French broadcaster (1950–2022)

Jean-Pierre Pernaut (/fr/; 8 April 1950 – 2 March 2022) was a French news presenter and broadcaster. He was widely known simply by his initials, JPP.

==Biography==
Pernaut was born in Amiens, Somme, on 8 April 1950. The regular presenter of station TF1's lunchtime news bulletin, the 13 Heures (1pm) between 1988 and 2020, Pernaut's combination of avuncular personality and authoritative delivery made him one of France's most popular news readers.

Also editor-in-chief of the bulletin, Pernaut long promoted a deliberate policy of trivial content in each edition, usually running items about local culture and traditional crafts towards the end of the broadcast.

The approach won a regular audience of between seven and eight million for the 13 Heures, a considerable figure for a lunchtime news programme.

From 1991 to 2010 he was also the longtime presenter of Combien ça coûte ? (How much does that cost?), a monthly consumer programme, again on TF1. Furthermore, from 1988 until his death Pernaut served on the board of directors of TF1 Group as a representative of the firm's employees.

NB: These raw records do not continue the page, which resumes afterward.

PR #413, opened 2025-05-31
Add Async Event Primitive

toubatbrian:
Wrote `asyncio.Event` equivalent primitive

PR #508, opened 2025-07-02
Bugfix with subscription future

Shubhrakanti:


agents/src/voice/room_io/_output.ts
```diff
@@ -334,14 +334,12 @@ export class ParticipantAudioOutput extends AudioOutput {
...
   }
 
-  get queueSizeMs(): number {
-    return this.options.queueSizeMs ?? 100000;
+  get subscribed(): boolean {
+    return this.startedFuture.done;
   }
 
   async start(): Promise<void> {
-    this.startedFuture = new Future();
```
Shubhrakanti, line 342: We already initialize this in the constructor - so the first `captureFrame` was waiting for a Future that would never be resolved. 

I really we should never do `= new Future()` outside the constructor. We only do it in the `mainTask` of `AgentActivity`. Might make sense to make a class like asyncio's event.

toubatbrian: Time to merge https://github.com/livekit/agents-js/pull/413 :) ?

Shubhrakanti: Yeah I think we should be using that in the agent activity.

Pernaut, partner of former Miss France winner Nathalie Marquay, published his best-selling memoirs, Pour tout vous dire.... (To tell you everything... ), in 2005. Shortly before that, he published two volumes of Les magnifiques métiers de l'artisanat (Splendid trades of the craft industry), which were glossy, but informative, tomes devoted to the subjects which have made his news bulletins so distinctive.

Pernaut died from lung cancer in Paris on 2 March 2022, at the age of 71.